In an evaluation of the "general security hygiene of common DNA processing programs," the authors found "concrete evidence of poor security practices used throughout the field." They propose development of a "broad framework and guidelines to safeguard security and privacy in DNA synthesis, sequencing, and processing."
This is a challenge that must be met by those in HIM specializing in privacy and security.
AI, ANI, AGI
The insufficiency of HIPAA, the Common Rule, and other laws designed to protect privacy becomes evident with the study of AI, ANI (artificial narrow intelligence), and AGI (artificial generalized intelligence).
What we are experiencing today in terms of AI is actually ANI or a narrow use of AI to extend human capabilities through techniques such as natural language processing, which is used to capture a physician's voice and archive it into an EHR. However, the goals for AI are much more aggressive and pose serious threats to privacy and security. For example, Elon Musk recently announced that he is investing heavily in a new company called Neuralink with the goal of one day creating a direct cortical interface between computers and the human brain. This signals a movement from using AI as a human extender to AGI or sentient machines.
Amir Husain, author of The Sentient Machine: The Coming Age of Artificial Intelligence, suggests that AI is the only tool capable of handling health care's growing cybersecurity concerns. "Artificial intelligence and natural language processing are coming closer to the reasoning that occurs in the mind of a human security researcher. But because machine learning is so much faster at processing information, it is able to recognize complex patterns across massive quantities of data almost instantly," he wrote.
What does this mean in terms of the competencies privacy and security professionals will need to succeed going forward? Certainly, experts in HIPAA regulations and the provisions of the Common Rule will not be able to sit on their laurels.
In that vein, the University of Washington in Seattle created the Security and Privacy Research Lab, a part of the Paul G. Allen School of Computer Science and Engineering.

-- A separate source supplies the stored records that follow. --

PR #3791, opened 2023-03-26
Fix translate mode in win

chiehw:


rustdesk:
@fufesou

fufesou:
@cypherpunks03 Thanks for your feedback.

I can see the hotkey is broken by [this PR](https://github.com/rustdesk/rustdesk/pull/3719/files#diff-792b8d0bfd0c836c48cce2af6cc7d60ec434486ba56de63ffbaa1a6d09d17246).



If Win -> Win/macOS, the hotkeys may do not work on custom layouts.


But I'm not sure how hotkey is broken is **this PR**.

Can you please give more details about the hotkeys' broken?

1. What are the OS on both sides?
2. What are the key combinations? Did you have "Shift" in your key combinations?

fufesou:
This PR has fixed the issue above.
https://github.com/rustdesk/rustdesk/pull/3853

@cypherpunks03 But it may not fix your issue.

cypherpunks03:
Terrible, it would be better if I did not write this issue at all. Now even more broken than before.

I'm using a custom Colemak layout on top of QWERTY virtual keys so that when using hotkeys, they are interpreted as QWERTY-based. This allows me to use custom layouts from other languages while maintaining the same way of using hotkeys. I am using Win2Win connection in RustDesk. The remote machine does not have my layouts. I need to write on a remote machine on the Сolemak layout and use QWERTY-based hotkeys. The first implementation of the key translation mode worked perfectly for this task.


[colemak-dhm.zip](https://github.com/rustdesk/rustdesk/files/11124919/colemak-dhm.zip)

rustdesk:
@fufesou revert back first if it causes more trouble than goodness.

fufesou:
@cypherpunks03  Thanks for your feedbak. But I'm confused about your problem.

https://github.com/rustdesk/rustdesk/pull/3853 
This PR do only change the behavior of hotkeys on Win -> Win and Win -> macOS. It does not affect the letter translations.

I'll try to find the translation problem.

fufesou:
@cypherpunks03 I've tried your layout. 

For hotkeys in "Translate Mode", there are two ways to simulate:

1. Pass virtual keycode  
    Friendly to the original input layouts. But for custom input methods, the hotkeys keep original for the virtual key never changes.
2. Pass unicode characters  
    Friendly to the custom input layouts. But only for shortcut keys of ascii code. Cann't simulate some hotkeys that are not ascii.


I've also tested pressing 'e' and Ctrl + 'e', results:
```
Local:    'f', Ctrl + VK_E
TeamView: 'f', Ctrl + VK_E
AnyDesk:  'f', Ctrl + VK_F
RustDesk: 'f', Ctrl + VK_E
```


https://user-images.githubusercontent.com/13586388/229271657-79224ce9-832e-459a-a53e-585081306d62.mp4

cypherpunks03:
@fufesou Now try to write the letter 't' and use it to search for text in a Notepad by pressing Ctrl + VK_F in translation mode or to save a text by pressing Ctrl + VK_S ('r').

fufesou:
> Now try to write the letter 't' and use it to search for text in a Notepad by pressing Ctrl + VK_F in translation mode or to save a text by pressing Ctrl + VK_S ('r').

Yes.

I'm not very sure which of the above two ways is better.
But for me, keeping local operations seems better.

cypherpunks03:
@fufesou And use any other applications for tests, such as Notepad.exe or Firefox.exe, and not Visual Studio Code.

fufesou:
@cypherpunks03 Yes, you're right.

I've also tested notepad.exe. Pressing 'e' and Alt + 'e' results:
```
Local:         'f', Alt + f
TeamView: 'f', Alt + e
AnyDesk:   'f', Alt + f
RustDesk:  'f', Alt + e
```

fufesou:
I think vscode use [virtual keycode](https://learn.microsoft.com/en-us/windows/win32/inputdev/virtual-key-codes).
Some other applications use the literal value of the key.

Scancode is related to the position of the keyboard.

fufesou:
It may be better if both unicode and scancode are passed to the remote side.

1. If the unicode can be translated to a scancode in current layout. Simulate the scancode.
2. Or simulate the passed scancode.

But for now, the message does not allow to send the both codes.

fufesou:
I agree that the hotkey should follow the custom layout.
Using virtual keycode to simulate hotkey may be not a good choice.


> Can you please give more details about the hotkeys' broken?
What are the key combinations? Did you have "Shift" in your key combinations?

@cypherpunks03 Back to my previous quenstion. I still don't understand why releasing "Shift" break your hotkey.

cypherpunks03:
@fufesou Yes, all works now. Thanks! But now I have a problem with the Win + VK_ hotkeys. For example Win+(s) == Win+VK_D should minimize all windows. Check this, please.

fufesou:
> The Win + VK_ hotkeys. For example Win+'s' == Win+VK_D should minimize all windows. 

@cypherpunks03 This bug should be fixed by https://github.com/rustdesk/rustdesk/pull/3888.
The PR also try to simulate key combinations in the order of unicode and virtual keycode.
It is fit for both custom layout and all default layouts.

But, as mentioned in the PR, please use both the new build.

In this setting, graduate students explore topics such as random access to large-scale DNA data storage. Associated students in the University of Washington's iSchool, which includes informatics, and the HIM department should be well prepared to understand what the data storage options of the future are likely to be.
As health professionals and machines continue to partner at increasing rates, HIM competencies must reflect that development. In fact, AI's effects on privacy and security are a whole career domain unto themselves.
— Sandra Nunn, MA, RHIA, CHP, is a contributing editor at For The Record and principal of KAMC Consulting in Albuquerque, New Mexico.